• WHAT YOU SHOULD DO: Each line that contains "setUserProperty" needs to be copied from the listing.

START RECORDS SHOWN

PR #1142, opened 2021-05-06
Gh 1140 add app tracking transparency

sche:


Multisig/UI/App/ViewControllerFactory.swift
```diff
@@ -17,19 +18,29 @@ enum ViewControllerFactory {
     static func rootViewController() -> UIViewController {
         let tabBarVC = MainTabBarViewController()
 
-        if let updateViewController = App.shared.updateController.makeUpdateAppViewController() {
```
sche, line 20: @MouazAlzahabi this was disabled in release branch, and I did not return it back because this is a buggy implementation as it can allow to start using app without accepting terms

Multisig/Logic/Models/AppSettings.swift
```diff
@@ -25,9 +26,20 @@ extension AppSettings {
     static var termsAccepted: Bool
 
     @AppSetting(\.trackingEnabled)
+    private static var _trackingEnabled: Bool
```
DmitryBespalov: maybe let's name it `trackingEnabledSetting` as the underscoring is not by the coding guidelines we adopted

Multisig/UI/SwiftUI/Onboarding/LaunchView.swift
```diff
@@ -39,7 +39,7 @@ struct LaunchView: View {
     @State
     var showTerms = false
 
-    var onStart: () -> Void = { }
+    var onStart: () -> Void
```
DmitryBespalov: maybe this can be reverted and we don't need to add empty `{}` below?

DmitryBespalov (approved):

Multisig/Logic/Models/AppSettings.swift
sche: changed

Multisig/UI/SwiftUI/Onboarding/LaunchView.swift
sche: reverted

PR #1143, opened 2021-05-06
Change app update presentation logic

MouazAlzahabi:


Multisig/App/SceneDelegate.swift
```diff
@@ -127,6 +130,14 @@ class SceneDelegate: UIResponder, UIWindowSceneDelegate {
         }
     }
 
+    private func showAppUpdate() {
+        if appUpdateWindow != nil {
```
DmitryBespalov: instead of relying on the presence of the app update window, it is better to introduce new state in the WIndowState and modify the logic accordingly

sche: +1

MouazAlzahabi: How I see this is that displaying app update is separated from Window state.
Even if we introduced new state we will use it when we could create appUpdateWindow or in other words if there is new update. 

I update the implementation based on your comment, please verify

DmitryBespalov (approved):

sche (approved):

PR #1146, opened 2021-05-09
Gh 1144/now newversion flow

MouazAlzahabi:


sche (approved):

Multisig/Cross-layer/FirebaseRemoteConfig.swift
```diff
@@ -25,6 +25,10 @@ class FirebaseRemoteConfig {
         remoteConfig = RemoteConfig.remoteConfig()
         let settings = RemoteConfigSettings()
         remoteConfig.configSettings = settings
+        // we have this codition to make it faster to test on staging
+        if Bundle.main.isStaging {
```
DmitryBespalov: Sorry but this extension on Bundle.main is not needed because we already have this thing implemented:

`App.configuration.environment != .production`

I would keep it as "not production" so that it would work both in dev and staging.

Multisig/Logic/UpdateController.swift
```diff
@@ -18,11 +18,19 @@ class UpdateController {
...
             style = .required
-        } else {
+            AppSettings.lastIgnoredUpdateVersion = nil
+        } else if let deprecatedSoonVersionsRange = deprecatedSoonVersions, check(value: appVersion, in: deprecatedSoonVersionsRange) {
             style = .recommended
+            AppSettings.lastIgnoredUpdateVersion = nil
+        } else if latestAppVersion == AppSettings.lastIgnoredUpdateVersion {
+            return nil
+        }
+        else {
```
DmitryBespalov: should be `} else {`

Multisig/Cross-layer/FirebaseRemoteConfig.swift
MouazAlzahabi: I forgot about this one, thank you

DmitryBespalov (approved):

Issue #1089, opened 2021-04-14
Signing V2: Adjust "read only" label visibility logic


elgatovital:
Show "read only" label only after backend response is received and it was verified, that safe owners are not among owners imported on the device.
![image.png](https://images.zenhubusercontent.com/5ccabf56658809463cff37ed/6d2c1157-0b08-4a12-8865-2ea73ed30522)

PR #1150, opened 2021-05-10
gh-1089 update read-only label after response from backend

sche:


Multisig/UI/App/HeaderViewController/HeaderViewController.swift
```diff
@@ -103,7 +103,9 @@ final class HeaderViewController: ContainerViewController {
             if let safe = selectedSafe {
                 safeBarView.setAddress(safe.addressValue)
                 safeBarView.setName(safe.displayName)
-                safeBarView.setReadOnly(safe.isReadOnly)
+                if updateReadOnlyLabel {
+                    safeBarView.setReadOnly(safe.isReadOnly)
```
DmitryBespalov: what if instead of this argument we would just change the default `isReadOnly` value to `false`?

In the implementation of that isReadOnly we need to check that if `ownersInfo` is nil, then return false; otherwise decide based on the implemented logic.

MouazAlzahabi (approved):

Multisig/UI/App/HeaderViewController/HeaderViewController.swift
sche: ok

Issue #1176, opened 2021-05-20
Create How to Add Key screen


DmitryBespalov:
**Texts**

*   **Title**
    *   Add Owner Key 
*   Create New Owner Key
    *   Create a new key that you can use as owner of your Gnosis Safe
*   Import Existing Owner Key
    *   Import an existing owner key or a seed phrase

**Zeplin**

https://zpl.io/Vq3ZB9Y

*   Links

**Tracking**

*   Just screen tracking: screen_owner_options

liliya-soroka:
Verified
app version 2.17.0 (450)

PR #1187, opened 2021-05-26
gh-1176 add key type; update deps

sche:


Multisig/Logic/Models/KeyInfo.swift
```diff
@@ -10,13 +10,24 @@ import Foundation
 import CoreData
 import Web3
 
+/// Enum for storing key type in the presistanse store. The order of existing items should not be changed.
```
DmitryBespalov: can't help but notice: presistanse -> persistence

Multisig/Logic/Models/KeyInfo.swift
```diff
@@ -10,13 +10,24 @@ import Foundation
...
+enum KeyType: Int, CaseIterable {
+    case deviceImported
```
DmitryBespalov: I recommend adding ` = 0` and `= 1` explicitly so that order can be changed

Multisig/Logic/Models/KeyInfo.swift
sche: ok

DmitryBespalov (approved):
Just minor comments, mergeable!

Multisig/Logic/Models/KeyInfo.swift
sche: ok

MouazAlzahabi (approved):

PR #1192, opened 2021-05-26
Create KeyDetailsViewController, update tracking key count logic

MouazAlzahabi:


Multisig/Cross-layer/Analytics/TrackingEvent.swift
```diff
@@ -24,10 +25,15 @@ extension Tracker {
         setUserProperty(status, for: TrackingUserProperty.pushInfo)
     }
 
-    func setNumKeysImported(_ count: Int) {
-        setUserProperty("\(count)", for: TrackingUserProperty.numKeysImported)
+    func setNumKeys(_ count: Int, type: KeyType) {
+        if type == .deviceGenerated {
```
sche: switch ?

Multisig/Logic/PrivateKeyController.swift
```diff
@@ -15,7 +15,7 @@ class PrivateKeyController {
 
             App.shared.notificationHandler.signingKeyUpdated()
 
-            Tracker.shared.setNumKeysImported(KeyInfo.count)
+            Tracker.shared.setNumKeys(KeyInfo.count(.deviceImported), type: .deviceImported)
```
sche, line 18: I will need your changes before merging my pr

MouazAlzahabi: That's what I thought also

sche (approved):

Multisig/Logic/Models/KeyInfo.swift
```diff
@@ -42,12 +42,14 @@ extension KeyInfo {
...
-    static var count: Int {
+    static func count(_ type: KeyType? = nil) -> Int {
         do {
-            let context = App.shared.coreDataStack.viewContext
-            let fr = KeyInfo.fetchRequest().all()
-            let itemCount = try context.count(for: fr)
-            return itemCount
+            let items = try KeyInfo.all()
+            if let type = type {
+                return items.filter({ keyInfo in keyInfo.keyType == type }).count
```
DmitryBespalov, line 49: Just an idea, I think it makes sense to execute a "count" fetch request which will return the count from the database, no need to count manually.

But this would be more complicated. Until we see this has performance issues, I'm ok with this implementation.

DmitryBespalov (approved):

Issue #1178, opened 2021-05-20
Changes to Enter Key Name screen


DmitryBespalov:
*   **Back** button
    *   Goes back to the previous screen. When this screen is opened again, the same key address is displayed. To generate a new key, the user has to close this flow and start again.
*   **Save **button
    *   Disabled if the name is empty or whitespaces
    *   Enables when name is entered
    *   We need to also save that the private key was generated from that seed phrase in order to allow exporting of both later.
    *   **When pressed,** 
        *   will save the seed phrase securely and the private key
        *   Updates tracking user properties and triggers tracking events
        *   Closes the flow and opens the key details
        *   Shows snackbar
            *   The key successfully created. Add it to a Safe on desktop and then restart the mobile app.
    *   

**Zeplin**

*   Links

**Tracking**

*   Existing screen id: screen_owner_enter_name
*   Update user property: [num_keys_generated](https://github.com/gnosis/safe/wiki/Tracking#num_keys_generated)
*   Trigger: [user_key_generated](https://github.com/gnosis/safe/wiki/Tracking#user_key_generated)

liliya-soroka:
Verified
app version 2.17.0(450)

PR #1193, opened 2021-05-26
gh-1178 save generated key

sche:


Multisig/Logic/Models/PrivateKey/PrivateKey.swift
```diff
@@ -19,26 +20,36 @@ struct PrivateKey {
...
     }
 
-    var data: Data {
+    struct PKData: Codable {
+        let key: Data
+        let mnemonic: String?
+    }
+
+    /// needed for PrivateKeyController.migrateLegacySigningKey()
+    var keyData: Data {
```
DmitryBespalov, line 29: maybe calling it `legacyKeyData` would be better

Multisig/UI/Settings/OwnerKeyManagement/GenerateOwnerKey/OnboardingGenerateKeyViewController.swift
```diff
@@ -43,7 +52,30 @@ class OnboardingGenerateKeyViewController: UITableViewController {
...
+    @objc private func didTapNextButton(_ sender: Any) {
+        let vc = EnterAddressNameViewController()
+        vc.actionTitle = "Save"
+        vc.descriptionText = "Choose a name for the owner key. The name is only stored locally and will not be shared with Gnosis or any third parties."
+        vc.screenTitle = "Enter Key Name"
+        vc.trackingEvent = .enterKeyName
+        vc.placeholder = "Enter name"
+        vc.address = privateKey.address
+        vc.completion = { [unowned self, vc] name in
+            guard PrivateKeyController.importKey(privateKey, name: name, isDrivedFromSeedPhrase: true) else { return }
```
DmitryBespalov, line 64: I'm a bit confused - shouldn't we go directly to the key details after entering key name?

From the task description:
```
When pressed,
will save the seed phrase securely and the private key
Updates tracking user properties and triggers tracking events
Closes the flow and opens the key details
Shows snackbar
The key successfully created. Add it to a Safe on desktop and then restart the mobile app.
```

DmitryBespalov:
@sche ok, as we agreed, please address the comments in another pr 👍

DmitryBespalov (approved):

Multisig/Logic/Models/PrivateKey/PrivateKey.swift
sche: ok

END RECORDS SHOWN

• WRITTEN REPLY:
         setUserProperty(status, for: TrackingUserProperty.pushInfo)
-        setUserProperty("\(count)", for: TrackingUserProperty.numKeysImported)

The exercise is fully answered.